Artiks Captivating Musical Landscape: Composer Corey Wallace

When it comes to creating a good horror film, there are several elements that need to align perfectly. One of the essential components is the score. Just like in John Carpenter’s iconic Halloween or Bernard Hermann’s spine-chilling Psycho, a memorable horror score can act as another main character in the film. Recently, Tom Botchii’s Artik has joined the ranks of movies with an exceptional score, composed by Corey Wallace and released by Notefornote Music. Let’s take a closer look at what goes into crafting a memorable horror score and Wallace’s creative process for Artik.

The Terrifying Opening Credit Music of Artik

Even listening to the Artik opening credit music without watching the screen can send shivers down your spine. The score is intentionally designed to establish a sense of uneasiness and keep the audience on the edge of their seats.

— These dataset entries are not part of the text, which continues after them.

PR #3156, opened 2024-04-11
[feat] Allow ReFrame to pass the access options in command line instead of the script for Slurm

### LINKED ISSUE #2970: Allow users to pass extra options to the job submission command in the partition config
This is requested by https://github.com/EESSI/test-suite/issues/68 as well as #2968. #2968 introduces a solution that is LSF-specific (in terms of naming), but the idea is to generalise it to the rest of job schedulers.

@boegel @casparvl Would that work in your case?

ekouts:
~Right now I am only changing this for Slurm. I leave these options in the slurm script, mostly to remind whoever might be checking the script that the options are not ignored. Do you think I should remove them from the script?~

Closes #2970 .


reframe/schemas/config.json
```diff
@@ -625,6 +626,7 @@
         "systems/partitions/time_limit": null,
         "systems/partitions/devices": [],
         "systems/partitions/extras": {},
+        "systems*/sched_options/access_on_submission_command": false,
```
vkarak, line 629: I would suggest a shorter name:

```suggestion
        "systems*/sched_options/sched_access_in_submit": false,
```

vkarak (changes requested):
I would suggest to (a) extend this to all the schedulers and (b) do not emit the options in the job script.

Also I don't know how would be able to test this fully, but at least we need unit tests that set this option and verify that the `sched_access` options are not passed in the script if this configuration option is set.

reframe/core/schedulers/lsf.py
```diff
@@ -76,7 +80,11 @@ def emit_preamble(self, job):
 
     def submit(self, job):
         with open(job.script_filename, 'r') as fp:
-            completed = _run_strict('bsub', stdin=fp)
+            cmd_opts = (
+                ' '.join(job.sched_access) if self._sched_access_in_submit
+                else ''
+            )
+            completed = _run_strict('bsub {cmd_opts}', stdin=fp)
```
vkarak, line 87:
```suggestion
            cmd_parts = ['bsub']
            if self._sched_access_in_submit:
                cmd_parts += job.sched_access
            
            completed = _run_strict(' '.join(cmd_parts), stdin=fp)
```

reframe/core/schedulers/oar.py
```diff
@@ -101,9 +107,12 @@ def emit_preamble(self, job):
...
         # OAR batch submission mode needs full path to the job script
         job_script_fullpath = os.path.join(job.workdir, job.script_filename)
-
+        cmd_opts = (
+            ' '.join(job.sched_access) if self._sched_access_in_submit
+            else ''
+        )
         # OAR needs -S to submit job in batch mode
-        cmd = f'oarsub -S {job_script_fullpath}'
+        cmd = f'oarsub {cmd_opts} -S {job_script_fullpath}'
```
vkarak, line 115: I'd do the same thing as in the LSF.

reframe/core/schedulers/pbs.py
```diff
@@ -139,9 +147,14 @@ def filternodes(self, job, nodes):
...
     def submit(self, job):
+        cmd_opts = (
+            ' '.join(job.sched_access) if self._sched_access_in_submit
+            else ''
+        )
         # `-o` and `-e` options are only recognized in command line by the PBS
         # Slurm wrappers.
-        cmd = f'qsub -o {job.stdout} -e {job.stderr} {job.script_filename}'
+        cmd = (f'qsub {cmd_opts} -o {job.stdout} -e {job.stderr} '
+               f'{job.script_filename}')
```
vkarak, line 157: Same pattern with the `cmd_parts`.

reframe/core/schedulers/slurm.py
```diff
@@ -209,21 +212,22 @@ def emit_preamble(self, job):
...
+                    preamble.append('%s %s' % (self._prefix, opt))
+
+            # To avoid overriding a constraint that's passed into
+            # `sched_access`, we AND it with the `--constraint` option
+            # passed either in `options` or in `cli_options`
+            parsed_options, _ = constraint_parser.parse_known_args(
+                job.sched_access
+            )
+            if parsed_options.constraint:
+                constraints.append(parsed_options.constraint.strip())
```
vkarak, line 230: I think that we should do the same thing with constraints in both cases.

reframe/core/schedulers/slurm.py
```diff
@@ -259,7 +263,11 @@ def emit_preamble(self, job):
         return list(filter(None, preamble))
 
     def submit(self, job):
-        cmd = f'sbatch {job.script_filename}'
+        cmd_opts = (
+            ' '.join(job.sched_access) if self._sched_access_in_submit
+            else ''
+        )
+        cmd = f'sbatch {cmd_opts} {job.script_filename}'
```
vkarak, line 270: I'd use the `cmd_parts` pattern again.

vkarak (changes requested):

reframe/core/schedulers/slurm.py
ekouts: But in the case the `-C c1` is passed in with `sbatch`and then they are joined in the script `-C c1&c2` the option in the script will probably be ignored completely, right?
So are you suggesting that we join them in the submission command as well? Then the behaviour would be that we only add the constraint options from the test in the job, while passing the rest in the script?

reframe/core/schedulers/oar.py
vkarak: I could do it myself and try to push it for the release today.

reframe/core/schedulers/slurm.py
vkarak: Currently, `sched_access` is combined with the last constraint passed as an option, either from the script or from the command-line. The rationale behind that was that a constraint passed either in the test or in the command line would completely override the ReFrame partition definition if we didn't do that. But put aside this rationale, passing the `sched_access` from the command line should be completely equivalent to passing them through the script, so this logic must be preserved.

vkarak: I think additional constraints should be combined with `sched_access` and passed from the command line in this case, because this is the equivalent of what we are doing now.

vkarak: The logic becomes a bit complicated to properly support this, so I suggest postponing this to 4.7 to properly test. Maybe we should change the logic and stop treating constraints specially and pass the responsibility of combining the constraints to the test.

docs/manpage.rst
```diff
@@ -1214,6 +1214,21 @@ Here is an alphabetical list of the environment variables recognized by ReFrame.
...
+
+   .. table::
+      :align: left
+
+      ================================== ==================
+      Associated command line option     N/A
+      Associated configuration parameter :attr::attr:`~config.systems.partitions.sched_options.sched_access_in_submit`
+      ================================== ==================
+
+.. versionadded:: 4.6.0
```
victorusu, line 1229: I think we need to update this number.

reframe/core/schedulers/slurm.py
vkarak: I compacted the constraint code in the Slurm backend and change its logic to fit also the case where `sched_access_in_submit=True`. What I'm practically doing is to "move out" the constraint options from either the `job.options` or the `job.cli_options` to the `sched_access` and then we can continue as with the rest of the schedulers.

vkarak (approved):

According to Wallace, the main titles cue aims to set the tone for the entire film, introducing themes, sounds, style, and emotions that viewers can expect throughout. The eerie and unsettling nature of the Artik Main Titles is achieved through disturbing creepiness, surprising jagged edges, and an overall sense of foreboding. The ticking pulse in the piece feels like the ominous footsteps of a disturbed force approaching. Interestingly, Wallace initially started working on a different suspense scene, but when director Tom Botchii heard the pulse, he recognized its potential to become the main titles cue. This unique collaboration resulted in the compelling animation by Behnam Merabiani, which synchronized with the score’s rhythm, creating a chilling visual experience.

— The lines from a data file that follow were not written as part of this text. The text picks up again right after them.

PR #3158, opened 2024-04-15
[bugfix] Treat OR Slurm constraints in flexible node allocation

vkarak:
This PR fixes also the way `sched_access` constraints are combined with those specified in the CLI or in the `job.options` by parenthesizing appropriately. It also updates the docs.


teojgo (approved):

vkarak:
I would still need to add a unit test to check the behaviour with an invalid expression.

PR #3173, opened 2024-04-26
[feat] Skip by default flexible tests when not enough nodes found

### LINKED ISSUE #3164: Allow for skipping a flexible test if not enough nodes are available instead of failing
I would probably be also in favour of changing the default behaviour to be skipping the test and add a new command-line option to enforce the strict behaviour.

vkarak:
Flexible tests are now by default skipped when not enough nodes are found. We introduce a new option, `--flex-alloc-strict` that will cause the test to fail instead (the current default).

Closes #3164.

### DIFF
--- a/docs/manpage.rst
+++ b/docs/manpage.rst
@@ -752,6 +752,18 @@ If no node can be selected, the test will be marked as a failure with an appropr
 
       Slurm OR constraints and parenthesized expressions are supported in flexible node allocation.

The Intense Journey of Scoring an Intense Film

Scoring an intense and bloody film like Artik comes with its own set of challenges. Wallace reveals that he does take frequent breaks while working on such projects, but not necessarily to clear his mind from the gore and violence. Surprisingly, he explains that getting too accustomed to the violence can hinder the scoring process. By taking breaks and allowing himself to forget the emotional impact of specific cues, Wallace can assess their effectiveness when he returns to them. In fact, scaring himself when he re-engages with a cue is a reliable indicator that the music is successfully evoking the desired response. This also highlights the importance of timing and attention to detail in horror film scoring. Even the smallest sounds and subtle moments can be terrifying if prepared well and timed correctly.

Building Dread and Fear through Music

In horror films, the score plays a crucial role in signaling when something bad is about to happen. For example, in Artik, the score sets up a sense of dread in scenes like the first death scene on the side of the road. Wallace emphasizes that establishing this overall sense of dread and fear from the beginning of the film is vital for maximum impact. The Main Titles play a significant role in communicating to the audience that something terrible is looming, creating tension and anticipation. As the film progresses, the score intensifies when specific moments call for it. In the mentioned scene, the music kicks in when Artik distances himself from the kind stranger offering help with his engine. This scene’s musical cues work hand in hand with the visual storytelling, subtly guiding the audience without giving away too much. By aligning the movements of the camera with the score, the filmmakers reinforce the dramatic significance and amplify the impending violence.

The Integration of Score and Sound Design

During the post-production process of Artik, the score and sound design became intimately intertwined. The final mix and sound design were skillfully executed by Josh Eckberg at a Warner Bros. mix stage. The fusion of the score and sound design completes the immersive experience for the audience. For Wallace, hearing the sound design alongside the score felt like witnessing Artik for the first time. Eckberg’s expert touch added atmospheric ambiance, compelling bass sounds, and a dreadful sonic mist over scenes, enhancing the gritty and forward sounds of the score. Collaboration and communication between the sound and music departments were vital to ensure a seamless integration. Unfortunately, due to budget constraints and tight deadlines, such collaborations are not always possible. In these cases, it becomes crucial for the director to have a clear vision of which moments should stand out musically and which ones should be left for the sound design, ensuring that both elements work harmoniously to deliver a cohesive and impactful film.